Re: Breaker panel current transformer?
- From: John Popelish <jpopelish@xxxxxxxx>
- Date: Mon, 23 May 2005 10:21:45 -0400
Anno Siegel wrote:
<pjk@xxxxxxxxxxxxxx> wrote in sci.electronics.design:
On Mon, 23 May 2005 02:03:59 GMT, Ross Herbert <rherber1@xxxxxxxxxxxxxx> wrote:
On 21 May 2005 09:10:48 -0700, "BobG" <bobgardner@xxxxxxx> wrote:
[...]
voltage.I would expect the most likely circumstance to produce dangerous voltages on the output of a current transformer is a short circuit on the load being monitored.
Contrary to Richard Grise's comment, when the secondary impedance is high the output voltage will still be limited by the voltage drop across the primary inductance time the turns ratio. ...
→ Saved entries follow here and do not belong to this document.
PR #252, opened 2018-11-26
[FIX] Regression test delete

T1duS:

---

Fixed regression test delete. It will work once data migration is done.


satyammittal:
@T1duS @saurabhshri we have to fix this first: #254, which will check the constraint in this issue.

T1duS:
Hey @satyammittal @saurabhshri I have both fixed the issue #254 and added unit tests for the bug.
See here - https://github.com/CCExtractor/sample-platform/pull/252/commits/e27d6ba27e3a0edb43be792fb796ef1f3066b40f This is the previous model so it fails the tests whereas https://github.com/CCExtractor/sample-platform/pull/252/commits/120c9dcc267bdbc594bb4a6eb78f3119156874d0 this is the correct model so it passes the tests

tests/base.py
```diff
@@ -164,23 +177,22 @@ def setUp(self):
             TestProgress(2, TestStatus.completed, "Test 2 completed")
         ]
         g.db.add_all(test_result_progress)
+        g.db.commit()
```
saurabhshri: No need to add commit after every addition. You could add this at the end and all additions will be committed.

tests/test_regression/TestControllers.py
```diff
@@ -80,6 +80,34 @@ def test_delete(self):
             )
             self.assertEqual(response.status_code, 302) # 302 is for Redirection
 
+    def test_delete_v2(self):
```
saurabhshri: What does v2 mean?

tests/base.py
satyammittal: I guess committing first is right. If we don't commit it first, then we will get foreign key errors. as we are using "id" while creating a new row of other table.

tests/test_regression/TestControllers.py
satyammittal: i guess he mean version 2. @T1duS change the function name to more meaningful.

tests/base.py
```diff
@@ -101,6 +101,7 @@ def setUp(self):
         self.app.preprocess_request()
         g.db = create_session(
             self.app.config['DATABASE_URI'], drop_tables=True)
+        g.db.execute('pragma foreign_keys=on')
```
satyammittal: @T1duS can you put a comment here for this code. so that we can understand its reason later.

tests/test_regression/TestControllers.py
saurabhshri: @satyammittal Yes, what's version 2? What's version 1? Why we have two versions?

tests/base.py
saurabhshri: @satyammittal Okay, if you've tested it :)

tests/test_regression/TestControllers.py
satyammittal: there are 2 test_delete function, see the function above (line number 55). we can remove the above function. and keep only version 2.

PR #266, opened 2019-05-20
[Fix] Convert Markdown To HTML Email Body

### LINKED ISSUE #264: [BUG] Markdown rendering in email
Please prefix your issue with one of the following: [BUG], [PROPOSAL], [QUESTION].

Sample platform commit (found at the bottom of each page) : **X.X.X**

- [ ] I have never visited/used the platform.
- [ ] I have used the platform just a couple of times.
- [ ] I have used the platform extensively, but have not contributed previously.

---

Emails sent to the mailing list when a new bug is opened and so contain markdown that is sent as plaintext instead of rendering it.

thealphadollar:

---

In reference to issue #264 , the PR uses the [HTML method of mailgun API](https://documentation.mailgun.com/en/latest/api-sending.html#sending) to send the issue body (originally in markdown) by first converting it into HTML using [markdown2](https://github.com/trentm/python-markdown2) along with [extras](https://github.com/trentm/python-markdown2/wiki/Extras) to add more features and convert the task list.

Below is an example of how the emails would look after the PR is merged.

OLD

Screenshot from 2019-05-21 00-48-17

NEW

Screenshot from 2019-05-21 00-47-46

The unit-test for inform_mailing_list function has been updated accordingly.

fixes #264


thealphadollar:
cc/ @canihavesomecoffee @satyammittal Please approve :)

aadibajpai:
before/after pics?

thealphadollar:
> before/after pics?

I had added them but were not properly uploaded; rectified now. Please leave your views and suggestions :smile:

thealphadollar:
> Could you add a unittest that tests the new method you added? :)

Will do :)

thealphadollar:
@canihavesomecoffee Test has been added.

tests/test_ci/TestControllers.py
```diff
@@ -183,25 +183,64 @@ def test_customizedtest_added_to_queue(self):
...
+                                    """<li><a target="_blank" href="www.example.com">list_with_link</a></li>\n"""
+                                    "<li>[X] checkbox_list with_code</li>\n"
+                                    "</ul>\n\n"
+                                    "<p><code>code</code></p>\n\n"
+                                    "<blockquote>\n"
+                                    "  <p>quote</p>\n"
+                                    "</blockquote>\n")
+        received_html_issue_body = get_html_issue_body(title, author, body, issue_number, url)
+
+        assert received_html_issue_body == expected_html_issue_body, "wrong issue html [formatted] email returned"
```
canihavesomecoffee: Please don't use assert, rather use the self.assertEqual & other available assert function calls that are available with the testing framework :)

test.txt
```diff
@@ -0,0 +1,57 @@
+CCExtractor version (using the --version parameter preferably) : **0.87**
```
canihavesomecoffee: This file likely shouldn't be in here? :)

tests/test_ci/TestControllers.py
```diff
@@ -183,25 +183,64 @@ def test_customizedtest_added_to_queue(self):
...
+        author = "abcxyz"
+        body = ("**strong_text**<br/>*em_text*\n\n"
+                "- [list_with_link](www.example.com)\n"
+                "- [X] checkbox_list with_code\n\n"
+                "`code`\n\n"
+                "> quote")
+        issue_number = 1
+        url = "www.example.com"
+
+        expected_html_issue_body = ("[BUG] Test Title - abcxyz<br/>\n"
```
canihavesomecoffee: I'd rather see the use of `"""` instead of parentheses

tests/test_ci/TestControllers.py
```diff
@@ -183,25 +183,64 @@ def test_customizedtest_added_to_queue(self):
...
+    @staticmethod
+    def test_get_html_issue_body():
+        """
+        Test the get_html_issue_body for correct email formatting
+        """
+        from mod_ci.controllers import get_html_issue_body
+
+        title = "[BUG] Test Title"
+        author = "abcxyz"
+        body = ("**strong_text**<br/>*em_text*\n\n"
```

If the load is a short, you *will* have full voltage across the primary.
Not quite. You will have most of the full line voltage dropped across the entire wiring loop after the last distribution transformer, including its secondary resistance, and its leakage inductance. A little of the voltage will drop on the high voltage side of that transformer. Only a small fraction of that total drop will occur across the inductance of the current transformer, and then, only till the core saturates each half cycle (and there won't be many of those till something pops).
.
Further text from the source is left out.